■ **WORK ITEM**
Retype the line with "Ensure all admission" in it, then each line after it to the end of the data, word for word.

[Stored data entries]
================

PR #89, opened 2019-01-29
Ensure all admission responses include reason and code

ychen-atlassian:
So there's a couple of thing:

1. If you don't provide a Reason and Code, the admission webhook will spit out a 500, which is not what you want.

================

■ **ANSWER BOX**
Ensure all admission responses include reason and code

ychen-atlassian:
So there's a couple of thing:

1. If you don't provide a Reason and Code, the admission webhook will spit out a 500, which is not what you want.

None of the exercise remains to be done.